Not to imply that I am anywhere near completion. Actually have no idea how much more work it will take for me to finish it but I certainly won’t be able to write “The End” (and mean it) without spending time every day working on it. I keep saying once I get the Chamber tax information to the accountant and all of the visiting family has returned home and the books are closed on the sold apartment building I will have entire days spreading out before me in which I will be able to attack Anne. Sounds so violent. But at least it implies expending energy, which I’ve been lacking. Or is it simply motivation?

Saturday was the Prouty, the Dartmouth-Hitchcock event to raise money for the Norris Cotton Cancer Center—my cancer clinic. Visited the SAG (Stop and Go) site in Newbury that’s sponsored by Wells River Savings Bank for the bicyclists. Katie, herself a breast cancer survivor, had written my name at the top of the memory board. In large letters with an “S” next to it for survivor. Not something I ever expected to see. I don’t mean the “S” of course just my name on display as a victim of cancer.

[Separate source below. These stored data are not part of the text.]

Issue #4658, opened 2018-05-28
git_remote_create without insteadof rewrite rules


vors:
> You are opening a _bug report_ against the libgit2 project.  If you have a
> question about an API or usage, please ask on StackOverflow:
> http://stackoverflow.com/questions/tagged/libgit2.  Please fill out the
> reproduction steps (below) and delete this introductory paragraph.  Thanks!

### Prelude
Apoligies in advance for openning an issue that could be viewed more like an API question and not a bug report. I [asked on stackoverflow](https://stackoverflow.com/questions/50548680/libgit2-git-remote-create-without-apply-insteadof) as suggested, but didn't get any replies.
It's unclear to me that this is even possible to achive with the current public APIs at all. Hence, I think it's appropriate to open an issue in this repo.

### Question

This is somewhat similar to #2923 .

I'd like to use an equivalent of [`git_remote_create_anonymous`](https://github.com/libgit2/libgit2/blob/0eca42304a10c9ad6170a38a440dfab8e354d38d/include/git2/remote.h#L73) function, but without applying `insteadof` url substitutions. This is similar to [`git_remote_create_detached`](https://github.com/libgit2/libgit2/blob/0eca42304a10c9ad6170a38a440dfab8e354d38d/include/git2/remote.h#L92) which explicitly says that it doesn't apply `insteadof` substitues.

I could not find an equivalent API or combination of APIs that would get me a fetchable repo without the global config substitutes applied.

Am I missing something? If not, would it be reasonable to add such API?

### Motivation
The use-case of it is to bypass any users global `~/.gitconfig` settings.
For example, it's common to have

```
[url "ssh://git@github.com/"]
    insteadOf = https://github.com/
```

[CircleCI uses](https://github.com/rust-lang/cargo/issues/2429#issuecomment-191370340) this approach.

That causes somewhat unpredictable behavior for tools that use github repos for their online indexes, like [cargo](https://github.com/rust-lang/cargo). Users find workaround for it, but it would be really nice to put more control in the hands of tools authors, so they can bypass the rewrite rules. libgit2 already does it for `git ls-remote` functionality with detached repos.

tiennou:
I'm not really against adding API for that, I'm just wondering about this (after having written the code 🤷‍♂️) :

[...]

PR #4667, opened 2018-06-01
Remote creation API

tiennou:
This is the PR for the code I've written for #4658.

It adds a `git_remote_create_ext` with an option structure for handling the 3 other `_create` calls (ie. `_with_fetchspec`, `_anonymous`, `_detached`).

I've not pondered too much about the difference between anonymous & detached remotes. AFAICT, both are in-memory, and anonymous ones can make use of an underlying repository, so config will be respected.


vors:
😍 thank you for taking a stub at it!

src/remote.c
```diff
@@ -189,6 +189,28 @@ static int canonicalize_url(git_buf *out, const char *in)
...
+		return 0;
+
+	if (error < 0)
+		return error;
+
+	git_remote_free(remote);
+
+	giterr_set(
+			   GITERR_CONFIG,
+			   "remote '%s' already exists", name);
```
pks-t: Indentation here is a bit funny.

include/git2/remote.h
```diff
@@ -41,6 +41,52 @@ GIT_EXTERN(int) git_remote_create(
...
+	const char *name;
+
+	/** The fetchspec the remote should use. */
+	const char *fetchspec;
+} git_remote_create_options;
+
+#define GIT_REMOTE_CREATE_OPTIONS_VERSION 1
+#define GIT_REMOTE_CREATE_OPTIONS_INIT {GIT_REMOTE_CREATE_OPTIONS_VERSION}
+
+GIT_EXTERN(int) git_remote_create_init_options(
```
pks-t: This function is missing its documentation.

include/git2/remote.h
```diff
@@ -41,6 +41,52 @@ GIT_EXTERN(int) git_remote_create(
...
+ * Remote creation options structure
+ *
+ * Initialize with `GIT_REMOTE_CREATE_OPTIONS_INIT`. Alternatively, you can
+ * use `git_remote_create_init_options`.
+ *
+ */
+typedef struct git_remote_create_options {
+	unsigned int version;
+
+	/** The repository that should own the remote.
```
pks-t: Our struct member doc comment style is to either have a single `/** foobar */` line or start with an empty `/**` line.

include/git2/remote.h
```diff
@@ -41,6 +41,52 @@ GIT_EXTERN(int) git_remote_create(
...
+ * Create a remote, with options.
+ *
+ * This function allows more fine-grained control over the remote creation.
+ *
+ * @param out the resulting remote
+ * @param url the remote's url
+ * @param opts the remote creation options
+ * @return 0 on success, WIP
+ */
+GIT_EXTERN(int) git_remote_create_ext(
```
pks-t: Bikeshedding: `create_ext` doesn't make it clear what the "extended" nature of this function is. Instead, I'd vote for `git_remote_create_with_opts`, which clearly states that it takes an `opts` structure.

include/git2/remote.h
```diff
@@ -41,6 +41,52 @@ GIT_EXTERN(int) git_remote_create(
...
+		unsigned int version);
+
+/**
+ * Create a remote, with options.
+ *
+ * This function allows more fine-grained control over the remote creation.
+ *
+ * @param out the resulting remote
+ * @param url the remote's url
+ * @param opts the remote creation options
```
pks-t: You should mention that `opts` is optional and what will happen in that case. (It is optional, isn't it? If not, I'd propose to just create an anonymous remote in that case)

src/remote.c
```diff
@@ -211,58 +211,79 @@ static int ensure_remote_doesnot_exist(git_repository *repo, const char *name)
...
 			goto on_error;
 
 		/* only write for non-anonymous remotes */
-		if (repo && name && (error = write_add_refspec(repo, name, fetch, true)) < 0)
-			goto on_error;
-
-		if (repo && (error = lookup_remote_prune_config(remote, config_ro, name)) < 0)
+		if (!is_anonymous &&
+			((error = write_add_refspec(opts->repository, opts->name, opts->fetchspec, true)) < 0 ||
+			(error = lookup_remote_prune_config(remote, config_ro, opts->name)) < 0))
```
pks-t: Wait, this is different from what we did before. Now we only call `lookup_remote_prune_config` if both `opts->repository` and `opts->name` are set. Previously, we were also calling it in case `opts->name` is unset. Is this intentional and, if so, why can we avoid calling `lookup_remote_prune_config` now?

src/remote.c
```diff
@@ -271,7 +292,7 @@ static int create_internal(git_remote **out, git_repository *repo, const char *n
 	}
 
 	/* A remote without a name doesn't download tags */
-	if (!name)
+	if (is_anonymous)
```
pks-t: This is also different from what we did before, as now an unnamed remote with an associated repository will not fetch tags anymore. Is this intended?

src/remote.c
```diff
@@ -306,37 +327,41 @@ int git_remote_create(git_remote **out, git_repository *repo, const char *name,
...
 
-	if (create_internal(&remote, repo, name, url, fetch) < 0)
-		goto on_error;
-
-	*out = remote;
-
-	return 0;
+	opts.repository = repo;
+	opts.name = name;
+	opts.fetchspec = fetch;
```
pks-t: This conversion is great

src/remote.c
```diff
@@ -306,37 +327,41 @@ int git_remote_create(git_remote **out, git_repository *repo, const char *name,
...
 {
-	git_remote *remote = NULL;
 	int error;
+	git_remote_create_options opts = GIT_REMOTE_CREATE_OPTIONS_INIT;
 
 	if ((error = ensure_remote_name_is_valid(name)) < 0)
 		return error;
 
 	if ((error = ensure_remote_doesnot_exist(repo, name)) < 0)
 		return error;
```
pks-t: These two calls are already done in `create_remote_internal` now. I'd like to avoid this duplication

include/git2/remote.h
```diff
@@ -63,6 +73,9 @@ typedef struct git_remote_create_options {
 
 	/** The fetchspec the remote should use. */
 	const char *fetchspec;
+
+	/** Additional flags for the remote. See git_remote_create_flags. */
+	int flags;
```
pks-t: This should be unsigned, shouldn't it?

src/remote.c
tiennou: Yeah, the tests around detached/anonymous/realized remotes are confusing here. My `is_anonymous` variable should be named `is_not_realized` maybe (bikeshedding welcome on the name).

The original code would attempt to load a `remote..prune` config option, which IMHO doesn't make sense (and I remember a test broke before I changed it to this).

src/remote.c
tiennou: You're right, I went too far trying to make sense of the 3 types of remotes. Reverting.

src/remote.c
```diff
@@ -211,58 +211,79 @@ static int ensure_remote_doesnot_exist(git_repository *repo, const char *name)
...
+		(error = git_repository_config_snapshot(&config_ro, opts->repository)) < 0)
 		return error;
 
 	remote = git__calloc(1, sizeof(git_remote));
 	GITERR_CHECK_ALLOC(remote);
 
-	remote->repo = repo;
+	remote->repo = opts->repository;
 
 	if ((error = git_vector_init(&remote->refs, 32, NULL)) < 0 ||
```
tiennou: Just a heads up, I was pretty surprised about that 32 here. Should I lower that to something like 4 ?

src/remote.c
tiennou: Confirmed. Should I keep the test as is ?
```
  1) Failure:
network::remote::remotes::cannot_add_a_nameless_remote [/Users/tiennou/Projects/libgit2/tests/network/remote/remotes.c:321]
  GIT_EINVALIDSPEC != git_remote_create(&remote, _repo, NULL, "git://github.com/libgit2/libgit2")
  -12 != 0
```

tiennou:
Rebased, with all review comments taken care of apart from the change of behavior [here](https://github.com/libgit2/libgit2/pull/4667/files#diff-2f07edcf8df8f205905e1e7d24631753R284).

src/remote.c
pks-t: You're right, the original code doesn't make a lot of sense. So this change looks correct to me

tests/network/remote/remotes.c
```diff
@@ -318,7 +318,7 @@ void test_network_remote_remotes__cannot_add_a_nameless_remote(void)
 
 	cl_assert_equal_i(
 		GIT_EINVALIDSPEC,
-		git_remote_create(&remote, _repo, NULL, "git://github.com/libgit2/libgit2"));
+		git_remote_create(&remote, _repo, "", "git://github.com/libgit2/libgit2"));
```
pks-t: This is the test you've been talking about, right? I'd say we should just keep this test as it was originally, just to be sure we're not altering behaviour.

include/git2/remote.h
```diff
@@ -41,6 +41,16 @@ GIT_EXTERN(int) git_remote_create(
 		const char *name,
 		const char *url);
 
+/**
+ * Remote creation options flags
+ */
+typedef enum {
+	GIT_REMOTE_CREATE_DEFAULT = 0,
```
pks-t: Why is this flag necessary? We don't have default flags for all the other option enums, do we?

src/remote.c
tiennou: Note that most of what I said above about the broken test is wrong. The test failure was caused when I removed the name & repo existence checks from `git_remote_create` (since it allows `NULL`).

AFAICT, the original code is extra-confusing about what actually needs a repo/name because it indirectly uses the config, so I hope this is better. I'm still dubious of the whole config_ro/config_rw dance that's happening, because we start by doing a snapshot, then we re-grab a "live" config. I might be just paranoid/unaware of the semantics of `config__weakptr`, but I'm tempted to change it to : grab a "live" version IF we have a repo, snapshot it so it doesn't change when applying `url.insteadof`, and set the various other settings on the first live one.

tiennou:
So, major rework of this. I've taken the time to strengthen the test suite because I kept discovering "edge-cases" (like with_fetchspec not building a default fetchspec), so all 3 basic calls are now more cautiously tested (for invalid parameters, config changes, and whatever differing behavior I stumbled upon).

New from last time :
- I've added a flag to prevent building a default fetchspec. I've also re-duplicated code either for backward-compatibility reasons (`git_remote_create` actually shadows its error codes) or simplicity in `create_internal`.
- I've switched the config-management code to use transactions (so the setup/teardown cycle is simpler).

Left to do/open questions :
- check that we set error messages correctly. I noticed a few `<no message>` failures.
- maybe have the `const char *fetchspec` option be a `size_t count, const char fetchspecs[]` ? I didn't notice at first, but using `git_remote_add_fetch` will need a relookup so the refspecs are "in the correct place" (see `dwim_refspecs` at the end of `create_internal`).

tests/remote/create.c
```diff
@@ -27,11 +37,68 @@ void test_remote_create__manual(void)
...
+	cl_git_pass(git_config_get_string(&cfg_val, cfg, "remote.valid-name.url"));
+	cl_assert_equal_s(cfg_val, TEST_URL);
+
+	git_config_free(cfg);
+	git_remote_free(remote);
+}
+
+void test_remote_create__named_fail_on_invalid_name(void)
+{
+	cl_git_assert_cannot_create_remote(GIT_EINVALIDSPEC, git_remote_create(&r, _repo, NULL, TEST_URL));
```
pks-t: I'd actually prefer the same as in the other PR. Instead of using a macro and repeating that multiple times, you should just use an array of strings here and iterate through them. That'd be a lot simpler to read and produce less code.

src/remote.c
```diff
@@ -232,7 +232,7 @@ static int create_internal(git_remote **out, git_repository *repo, const char *n
 
 	remote->repo = repo;
 
-	if ((error = git_vector_init(&remote->refs, 32, NULL)) < 0 ||
+	if ((error = git_vector_init(&remote->refs, 8, NULL)) < 0 ||
```
pks-t: I'd really like to see some reasoning in the commit message as to why this is a good thing.

src/remote.c
```diff
@@ -278,19 +281,19 @@ static int create_internal(git_remote **out, git_repository *repo, const char *n
...
+		git_config_unlock(config, 1);
 	*out = remote;
 	error = 0;
 
 on_error:
 	if (error)
 		git_remote_free(remote);
 
-	git_config_free(config_ro);
+	git_config_free(config);
```
pks-t: Don't we have to unlock the config on error, too?

src/remote.c
tiennou: Memory bloat ? That's enough memory for 32 different refspecs. I expect this is far larger than any "normal" usage of a remote. 8 is selected because it's the minimum allocation size of `git_vector`.

src/remote.c
tiennou: Will fix, I was misusing the transaction config API (hence the CI failure). The transaction handles unlocking when it's freed.

tests/remote/create.c
tiennou: Fixed.

include/git2/remote.h
tiennou: Fixed.

src/remote.c
pks-t: The minimum allocation size is the interesting information I've been looking for :) I wasn't really wondering why the count was removed, but rather why 8 was picked. Thanks for clarifying

src/remote.c
```diff
@@ -299,47 +321,60 @@ int git_remote_create(git_remote **out, git_repository *repo, const char *name,
...
+	git_remote_create_options opts = GIT_REMOTE_CREATE_OPTIONS_INIT;
 
-	if (default_fetchspec_for_name(&buf, name) < 0)
-		return -1;
+	/* Those 2 tests are duplicated here because of backward-compatibility */
+	if ((error = ensure_remote_name_is_valid(name)) < 0)
+		return error;
+
+	if (canonicalize_url(&buf, url) < 0)
+		return GIT_ERROR;
```
pks-t: What kind of backwards compatibility do you refer to? Do callers expect a specific error code here?

src/remote.c
```diff
@@ -263,7 +263,7 @@ static int create_internal(git_remote **out, const char *url, const git_remote_c
 		(error = canonicalize_url(&canonical_url, url)) < 0)
 		goto on_error;
 
-	if (config) {
+	if (config && (opts->flags & GIT_REMOTE_CREATE_SKIP_INSTEADOF) != GIT_REMOTE_CREATE_SKIP_INSTEADOF) {
```
pks-t: `if (config && !(opts->flags & GIT_REMOTE_CREATE_SKIP_INSTEADOF))`

src/remote.c
```diff
@@ -280,13 +281,24 @@ static int create_internal(git_remote **out, const char *url, const git_remote_c
 			goto on_error;
 	}
 
-	if (opts->fetchspec != NULL) {
-		if ((error = add_refspec(remote, opts->fetchspec, true)) < 0)
+	if (opts->fetchspec != NULL ||
+	    (opts->name && (opts->flags & GIT_REMOTE_CREATE_SKIP_DEFAULT_FETCHSPEC) != GIT_REMOTE_CREATE_SKIP_DEFAULT_FETCHSPEC)) {
```
pks-t: `(opts->name && !(opts->flags & GIT_REMOTE_CREATE_SKIP_DEFAULT_FETCHSPEC))`

src/remote.c
tiennou: I found out while writing [this test](https://github.com/libgit2/libgit2/pull/4667/commits/eb725118f18a92cfcf05de58f4ff90139af9c82f#diff-0f6c0f30ddbd94614e1f4f4887955556R93) that [this](https://github.com/libgit2/libgit2/blob/master/src/remote.c#L322) was "misbehaving", in that it never returns what `create_internal` says when it fails. It depends on what kind of backward compatibility we want (I realize I may be too zealous, but maybe this should be discussed separately)…

The `ensure_remote_name_is_valid` is duplicated in case name is NULL (a NULL name in the `with_opts` version would cause an anonymous remote to be created instead, ie. it's not a failure anymore). An alternative would be to assert on the mandatory parameters to be correct…

tiennou:
Should be good now. I've lowered the vector size again, because (if my sizeof math is correct), we have 32 * sizeof(void *) => 256bytes on 64bits, which makes 1Mb lost to mostly empty vectors for every 4 remote you create.

Thanks @pks-t for the reviews and ever helpful comments.

src/remote.c
```diff
@@ -278,19 +280,19 @@ static int create_internal(git_remote **out, git_repository *repo, const char *n
 	else
 		remote->download_tags = GIT_REMOTE_DOWNLOAD_TAGS_AUTO;
 
-
-	git_buf_dispose(&var);
-
+	if (txn)
+		git_transaction_commit(txn);
```
pks-t: Sorry to not have catched this earlier, but you need to do error checking here. Otherwise we might end up silently not writing the config changes.

src/remote.c
pks-t: Yeah. I guess we should fix this, but that can be done in a later PR if you wish.

tiennou:
Just a thought : per https://stackoverflow.com/a/51570151/444323, if I kept the new function's prototype compatible with clone's `git_remote_create_cb`, that would make a nice one-shot customization function, since `git_remote_create_opts` could be passed as `payload`.

tiennou:
@pks-t If you don't mind (and your workqueue is not saturated), I'd like to have this one reviewed 😉.

src/remote.c
```diff
@@ -189,58 +185,121 @@ static int canonicalize_url(git_buf *out, const char *in)
...
+	    (opts->name && !(opts->flags & GIT_REMOTE_CREATE_SKIP_DEFAULT_FETCHSPEC))) {
+		const char *fetch = NULL;
+		if (opts->fetchspec) {
+			fetch = opts->fetchspec;
+		} else {
+			if ((error = default_fetchspec_for_name(&specbuf, opts->name)) < 0)
+				goto on_error;
+
+			fetch = git_buf_cstr(&specbuf);
+		}
```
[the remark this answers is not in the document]
tiennou: I don't expect it does : the `on_error` "handler" unconditionally frees the buffer, so it doesn't matter if it's a self-built fetchspec or not. Arguably, I could rename that to `cleanup`…

tiennou:
Okay, something reaally weird is going on after rebasing to `master`… Just to be sure, I'll submit the rebased version as another "dummy" PR, and I'm restoring this one to the pre-rebase version (though the review comments have been taken care of) because I'd like to make sure it's still green (IIRC it was, but 🤷‍♂️ ). Please don't merge this while investigations are in progress…

tiennou:
Heh, since VSTS does a merge to master beforehand (obviously), it doesn't make sense to dummy-PR anymore (the branch is still up [here](https://github.com/libgit2/libgit2/compare/master...tiennou:feature/remote-create-api-master). I've managed to confused the build view so here's a [link](https://dev.azure.com/libgit2/libgit2/_build/results?buildId=741&view=logs) to its last results.

My initial reaction was to look at the leaks (since @pks-t was actually worried about those fetchspecs leaking and was thus quite surprised), but it finally dawned on me that the issue was a subsequent assertion failing causing the remote to be leaked. Looking at the config file on disk, the remote section is actually written correctly, but *somehow* the repo's view of it is not updated when the transaction completes, which causes the section count tests (in `with_fetchspec` and `with_empty_fetchspec`) to fail.

What's weird is that 1) this issue seems to be new on master, as the "old" version completes with 0 failures (at least locally on macOS) 2) this one's macOS build is green (Windows too), while my local build is not, with the same failing tests.

src/remote.c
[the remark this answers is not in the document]
pks-t: Oh, yeah. That was my mistake, I somehow expected a `git_buf_detach` here. `git_buf_cstr` doesn't transfer memory ownership, so this is fine

pks-t:
So yeah, the memory leak obviously isn't one, that was a thinko on my side. The only other two comments were only nice to have, so I'm approving. So as soon as CI's green and the conflict fixed I'd be happy to merge

tiennou:
Rebased, and ready for review. I tore apart the transaction code I had introduced because somehow it's not a good idea to use those on our `config__weakptr` version. If you feel that's an interesting bug, I can whip up a test case for it.

src/remote.c
```diff
@@ -189,58 +189,120 @@ static int canonicalize_url(git_buf *out, const char *in)
...
+{
+	GIT_INIT_STRUCTURE_FROM_TEMPLATE(
+		opts, version, git_remote_create_options, GIT_REMOTE_CREATE_OPTIONS_INIT);
+	return 0;
+}
+
+int git_remote_create_with_opts(git_remote **out, const char *url, const git_remote_create_options *opts)
+{
+	git_remote *remote = NULL;
+	git_transaction *txn = NULL;
```
pks-t: This variable is now unused, which causes the CI to fail

tiennou: Heh. Should be fixed now.

pks-t:
Thanks a lot @tiennou for this awesome work!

I was proud to be standing there as a survivor. Weird.

Why should I be proud? I’ve really done nothing to be where I am at this point. It’s the doctors and other health professionals who have gotten me here. And they are the ones we should be honoring.

Kindle

My 85-year old mother asked for my old Kindle. I was surprised but thought she wanted to be able to read the same books that I’ve read, a compliment to my reading taste, though I wasn’t certain how she would react to the “Fifty Shades” trilogy. This was my original Kindle and the battery empty screen had been visible for a long time so it took a lot of charging and restarting to get it to fire up.

We were sitting on the couch and I showed her the Kindle, explained that it would take a while for me to teach her how to use it. I showed her the nine pages of books that had been downloaded onto it. She wasn’t interested in those, however. Said she had plenty of her own books stacked on her nightstand.

She wanted to read my book. I laughed. And laughed.

Somehow she had gotten the impression that the novel I have been working on since 1986 was on the Kindle. I’ve been struggling with which of my many writing projects I am going to tackle. Suddenly it is clear. She wants to read my novel before she dies. I want to finish my novel before I die. So Anne it is.

I’d love for her to be able to read it on my Kindle. That would mean it was a published novel! The reality is that is years away, if ever. Even if I can complete it by the end of this year (impossible!!), I’d need to find an agent and whatever else happens after that I don’t know except I am certain it would involve a lot of time. Something I may not have. So maybe I will have to consider self-publishing IF I ever finish the novel. I’m not opposed to that. If the alternative is never to see it in print before I die I will do it.